● **What to do**: From the line containing "PR #481, opened 2026-06-22" down to the final line of the entries below, restate each line word for word and add nothing.

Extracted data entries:
....

PR #1531, opened 2022-11-16
feat: use back property instead of store

peterpeterparker:
# Motivation

The `layoutBackStore` was deprecated. In addition, updating the store after all components are mounted might lead to some glitch refreshing the navigation header - updating menu and back buttons - on route changes.

# PRs

- [x] linked with PR https://github.com/dfinity/gix-components/pull/115

# Changes

- deprecate `$layoutBackStore` and replace with property defined on `+layout`

### DIFF
--- a/frontend/package-lock.json
+++ b/frontend/package-lock.json
@@ -1661,9 +1661,9 @@
       }
     },
     "node_modules/@dfinity/gix-components": {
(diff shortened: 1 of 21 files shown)


mstrasinskis (approved):
LGTM 👍

PR #481, opened 2026-06-22
[BUZZOK-31332][BUZZOK-31333] CrewAI tool-test de-flake + LiteLLM log dedup

cavitcakir:
# RATIONALE

The CrewAI + gpt-5 e2e tests (e.g. `test_generate_objectid_tool_is_called`) flake several distinct ways. Investigation traced them to a single driver: gpt-5 is routed to CrewAI's ReAct text loop (no native function calling through the gateway), and with stop words disabled for `gpt-5` and `max_iter` unset it can loop to the per-agent default (25 × 2 agents) and exceed the 60s test timeout. When an agent finally hits `max_iter`, CrewAI's forced final answer emits a chunk with an empty `agent_role`, which opened an AG-UI step that never closed → `RUN_FINISHED` while a step is still active (verifier `EventSequenceError`).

....

● **Result**:
PR #481, opened 2026-06-22
[BUZZOK-31332][BUZZOK-31333] CrewAI tool-test de-flake + LiteLLM log dedup

cavitcakir:
# RATIONALE

The CrewAI + gpt-5 e2e tests (e.g. `test_generate_objectid_tool_is_called`) flake several distinct ways. Investigation traced them to a single driver: gpt-5 is routed to CrewAI's ReAct text loop (no native function calling through the gateway), and with stop words disabled for `gpt-5` and `max_iter` unset it can loop to the per-agent default (25 × 2 agents) and exceed the 60s test timeout. When an agent finally hits `max_iter`, CrewAI's forced final answer emits a chunk with an empty `agent_role`, which opened an AG-UI step that never closed → `RUN_FINISHED` while a step is still active (verifier `EventSequenceError`).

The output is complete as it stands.